The main physiological function of the diaphragm breathing. In the basis of rhythmic contractions of the diaphragm breathing lie reflex mechanisms (see the Breath). The impulses coming on phrenic nerves that lead to the reduction and flattening of the diaphragm, resulting in a breath.
Closed damage the diaphragm arise when sdavljenia chest, by blows with blunt objects. Open injuries, often stab, are located in the rear-lateral sides of the diaphragm; in wartime damage to the diaphragm most often occur when a gunshot injuries of the chest wall or abdomen. Damage to the diaphragm often combined with injury of the thoracic and abdominal cavities, may be followed by loss of abdominal organs (gland, stomach, large intestine, spleen and other) in the pleural cavity, and at the gaping wound of the chest wall - outside (see the Thoraco-abdominal injuries). The symptoms of a corrupted aperture: pain in the abdomen and chest radiating to the shoulder, dyspnea, cyanosis, frequent heartbeat; often damage the diaphragm accompanied by shock. A sure sign of damage aperture detection of abdominal cavity organs in the chest cavity (with x-ray examination), loss from the wounds of the chest wall or the expiration of the contents of the abdominal cavity.
First aid: if the wound abdominal or chest wall produce toilet and place dry sterile dressing. At loss of the wounds of the chest wall of the abdominal organs of the reset of them do not produce, limited to the imposition of an aseptic bandage. The patient is injected subcutaneously heart funds (camphor, caffeine), give breathe humidified oxygen. Drugs are prohibited, as they may obscure the clinical picture of the damage. The patient immediately transported (lying down) to a health facility.

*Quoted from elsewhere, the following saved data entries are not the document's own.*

Issue #5225, opened 2023-12-05
Consider storing InstanceTypes only once in the cache from the EC2 GetInstanceTypes call rather than per-NodeClass


jonathan-innis:
### Description

Right now, we are storing InstanceTypes in the cache multiple times. More specifically, we differentiate on different forms of the InstanceType by using the cache key that can be found [here](https://github.com/aws/karpenter/blob/62d5bc8ee2607cfe1095fcccf16e9a9448cdcc14/pkg/providers/instancetype/instancetype.go#L118). This cache key causes us to store different instance types whenever we have a different NodeClass, different Kubelets from the NodePools and different resolved subnet values from the NodeClass. 

This can cause us to have a _lot_ of duplication of these InstanceType structs stored in our instance type cache, which can cause us to use a lot of unnecessary memory (see https://github.com/aws/karpenter/issues/5196). I'd like to explore if it's possible for us to only return InstanceTypes one time from the CloudProvider, store this in memory, and then see if we can layer calculate an InstanceType based off a NodeClass at runtime through some sort of layered mechanism like `GetInstanceTypeForNodeClass(instanceType *InstanceType, nodePool *v1beta1.NodePool)`. This would allow us to only store one implementation of the struct in the cache while also allowing us to differentiate the InstanceTypes on a per-NodePool (and per-NodeClass) basis if needed.

As part of this work, it's probably also worth exploring if we can just reduce the cache size generally. That is, are we unnecessarily creating cache keys per-NodeClass when they could be defined at a more granular level?

* Please vote on this issue by adding a 👍 [reaction](https://blog.github.com/2016-03-10-add-reactions-to-pull-requests-issues-and-comments/) to the original issue to help the community and maintainers prioritize this request
* Please do not leave "+1" or "me too" comments, they generate extra noise for issue followers and do not help prioritize the request
* If you are interested in working on this issue or have submitted a pull request, please leave a comment

PR #5318, opened 2023-12-13
perf: Reduce Memory Usage from the InstanceType Provider 

### LINKED ISSUE #5196: Karpenter memory utilisation balloons after upgrade to 0.32.2
### Description

**Observed Behavior**:
After upgrading Karpenter Helm Chart from v0.31.1 to v0.32.2 the memory usage more than doubles in some cases. In all clusters a dramatic change in memory utilisation can be seen.

This cluster with 33 nodes + 7 Fargate nodes running approximately 1000 pods
Screenshot 2023-11-30 at 17 17 36

This cluster with 12 nodes + 7 Fargate nodes running approximately 250 pods
Screenshot 2023-11-30 at 17 19 37

**Expected Behavior**:
Memory utilisation should remain the same where
* No changes occurred with the work load on the cluster
* No new Karpenter features were activated during/prior to this upgrade

If this is expected, a note about this in the Changelog would be good to apprise users

Upgrade to Karpenter 0.32.2 from 0.31.1
Monitor resource utilisation of the pods/deployment

**Versions**:
- Chart Version:
0.32.2

**Update:** 
The issue starts in version 0.32.0 and is present in later versions as above.

Reverting back to 0.31.2 from 0.32.2 seems to restore original memory usage

image

engedaam:
Fixes #5196, #5225

**Description**
- Clearing out the cache for the instance types provider on expired items. 
- Save items based on the EC2NodeClass resolution instead of EC2Nodeclass UUID

**E2E  Integration Periodic Run** 
**Memory Utilization** 
Screenshot 2023-12-14 at 4 08 27 PM

**CPU Utilization** 
Screenshot 2023-12-14 at 5 20 22 PM

**E2E Integration with PR Run** 
**Memory Utilization** 
Screenshot 2023-12-14 at 9 09 01 PM

**CPU Utilization** 
Screenshot 2023-12-14 at 9 14 07 PM

- E2E integration was used comparing the memory usage  

- `/karpenter snapshot`

- [ ] Yes, issue opened: # 
- [x] No

### DIFF
--- a/pkg/cache/cache.go
+++ b/pkg/cache/cache.go
@@ -35,5 +35,5 @@ const (
 
 const (
 	// DefaultCleanupInterval triggers cache cleanup (lazy eviction) at this interval.
-	DefaultCleanupInterval = 10 * time.Minute
+	DefaultCleanupInterval = time.Minute
 )
--- a/pkg/providers/instancetype/instancetype.go
+++ b/pkg/providers/instancetype/instancetype.go
@@ -112,8 +112,8 @@ func (p *Provider) List(ctx context.Context, kc *corev1beta1.KubeletConfiguratio
 	// Compute fully initialized instance types hash key
 	subnetHash, _ := hashstructure.Hash(subnets, hashstructure.FormatV2, &hashstructure.HashOptions{SlicesAsSets: true})
 	kcHash, _ := hashstructure.Hash(kc, hashstructure.FormatV2, &hashstructure.HashOptions{SlicesAsSets: true})
-	key := fmt.Sprintf("%d-%d-%d-%s-%016x-%016x", p.instanceTypesSeqNum, p.instanceTypeOfferingsSeqNum, p.unavailableOfferings.SeqNum, nodeClass.UID, subnetHash, kcHash)
-
+	blockDeviceMappingsHash, _ := hashstructure.Hash(nodeClass.Spec.BlockDeviceMappings, hashstructure.FormatV2, &hashstructure.HashOptions{SlicesAsSets: true})
+	key := fmt.Sprintf("%d-%d-%d-%016x-%016x-%016x-%s", p.instanceTypesSeqNum, p.instanceTypeOfferingsSeqNum, p.unavailableOfferings.SeqNum, subnetHash, kcHash, blockDeviceMappingsHash, aws.StringValue(nodeClass.Spec.AMIFamily))
 	if item, ok := p.cache.Get(key); ok {
 		return item.([]*cloudprovider.InstanceType), nil
 	}
@@ -221,10 +221,12 @@ func (p *Provider) getInstanceTypeOfferings(ctx context.Context) (map[string]set
 		}); err != nil {
 		return nil, fmt.Errorf("describing instance type zone offerings, %w", err)
 	}
-	if p.cm.HasChanged("instance-type-count", len(instanceTypeOfferings)) {
+	if p.cm.HasChanged("instance-type-offering", instanceTypeOfferings) {
+		// Only update instanceTypesSeqNun with the instance type offerings  have been changed
+		// This is to not create new keys with duplicate instance type offerings option
+		atomic.AddUint64(&p.instanceTypeOfferingsSeqNum, 1)
 		logging.FromContext(ctx).With("instance-type-count", len(instanceTypeOfferings)).Debugf("discovered offerings for instance types")
 	}
-	atomic.AddUint64(&p.instanceTypeOfferingsSeqNum, 1)
 	p.cache.SetDefault(InstanceTypeOfferingsCacheKey, instanceTypeOfferings)
 	return instanceTypeOfferings, nil
 }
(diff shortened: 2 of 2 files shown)


engedaam (commented):
/karpenter snapshot

engedaam (commented):
/karpenter scale

pkg/providers/instancetype/instancetype.go
```diff
@@ -275,5 +274,16 @@ func (p *Provider) GetInstanceTypes(ctx context.Context) ([]*ec2.InstanceTypeInf
 	}
 	atomic.AddUint64(&p.instanceTypesSeqNum, 1)
 	p.cache.SetDefault(InstanceTypesCacheKey, instanceTypes)
+	p.cleanOldInstanceTypesFromCache()
```
jonathan-innis, line 277: A few questions here:
1. Should the cache that stores the instance types just be its own cache, separate from the global data values that are being cached?
2. If we have a separate cache here, I think we can just leverage cache.Reset() to reset this data when we want to clear out old data rather than having to call delete across all of the keys
3. How does this affect calls where `GetInstanceTypes()` may be called multiple times within a loop (like a `Create()` loop). Re-getting the instance types might result in inconsistent data, though I think that this is the case today. We should probably improve this story though.

engedaam (commented):
/karpenter snapshot

engedaam (commented):
/karpenter snapshot

pkg/providers/instancetype/instancetype.go
```diff
@@ -88,6 +88,7 @@ func NewProvider(region string, cache *cache.Cache, ec2api ec2iface.EC2API, subn
 }
 
 func (p *Provider) List(ctx context.Context, kc *corev1beta1.KubeletConfiguration, nodeClass *v1beta1.EC2NodeClass) ([]*cloudprovider.InstanceType, error) {
+	p.cache.DeleteExpired()
```
jonathan-innis, line 91: How expensive is this call? Maybe consider benchmarking? If we call it on every list operation, that adds a non-trivial amount of time to the List() call

pkg/providers/instancetype/instancetype.go
```diff
@@ -112,11 +113,7 @@ func (p *Provider) List(ctx context.Context, kc *corev1beta1.KubeletConfiguratio
 	// Compute fully initialized instance types hash key
 	subnetHash, _ := hashstructure.Hash(subnets, hashstructure.FormatV2, &hashstructure.HashOptions{SlicesAsSets: true})
 	kcHash, _ := hashstructure.Hash(kc, hashstructure.FormatV2, &hashstructure.HashOptions{SlicesAsSets: true})
-	key := fmt.Sprintf("%d-%d-%d-%s-%016x-%016x", p.instanceTypesSeqNum, p.instanceTypeOfferingsSeqNum, p.unavailableOfferings.SeqNum, nodeClass.UID, subnetHash, kcHash)
-
-	if item, ok := p.cache.Get(key); ok {
```
jonathan-innis, line 117: We dropped the caching altogether?

engedaam (commented):
/karpenter snapshot

engedaam (commented):
/karpenter snapshot

engedaam (commented):
/karpenter scale

pkg/cache/cache.go
```diff
@@ -36,4 +36,6 @@ const (
 const (
 	// DefaultCleanupInterval triggers cache cleanup (lazy eviction) at this interval.
 	DefaultCleanupInterval = 10 * time.Minute
```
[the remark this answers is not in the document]
engedaam: Expired items are not used any of the cache. So deceased the overall cleanup to 1 minute

pkg/providers/instancetype/instancetype.go
engedaam: Removed as the cache should be dumped every minute now

engedaam (commented):
/karpenter snapshot

engedaam (commented):
/karpenter snapshot

jonathan-innis (commented):
Looks good. Just a couple of questions

engedaam (commented):
/karpenter snapshot

pkg/cache/cache.go
```diff
@@ -35,5 +35,5 @@ const (
 
 const (
 	// DefaultCleanupInterval triggers cache cleanup (lazy eviction) at this interval.
-	DefaultCleanupInterval = 10 * time.Minute
+	DefaultCleanupInterval = 2 * time.Minute
```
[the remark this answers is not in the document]
engedaam: All expired items will be cleanup after a minute. Other providers will not have as much churn as the instancetype provider, resulting in manual effect.

engedaam (commented):
/karpenter snapshot

engedaam (commented):
/karpenter scale

jonathan-innis (approved):
This all seems good to me. If we are confident that this cleanup interval isn't going to tangibly hurt our performance and improve our memory footprint, then 🚀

Treatment in the surgical Department: operation protivosokovh activities, starting with car-cervical sympathetic blockade (see Blockade procaine). Expand the wound of the chest wall, reduce fallen organs in the abdominal cavity and suture on the diaphragm, then do a laparotomy (the revision of the abdominal cavity and the necessary intervention).
Hernia aperture arise in pathological natural extension of the holes where it passes through the aperture of the aorta, esophagus, inferior Vena cava (congenital hernias). Often the formation of disk contribute former injured aperture (traumatic hernia). Symptoms of a hernia aperture: zagrudinnaya pain, belching and vomiting due to the movement of the stomach into the chest, shortness of breath, palpitations and cyanosis due to compression of a light, displacement of the heart, and limit the movements of the diaphragm. Hernia apertures may be impaired, causing symptoms of intestinal obstruction (see bowel Obstruction). Important in the diagnosis of hernias of the diaphragm is x-ray examination. Treatment for traumatic rupture of the diaphragm operational; in congenital hernia regarding operation is decided individually.
Tumors of the diaphragm most often secondary due to the spread of its neighboring organs (liver, stomach).
Inflammation of the iris, as a rule, occurs when distributing the process of subphrenic space (see Subphrenic abscess) or from the chest cavity (purulent diseases of the lungs, pleura, pericardium).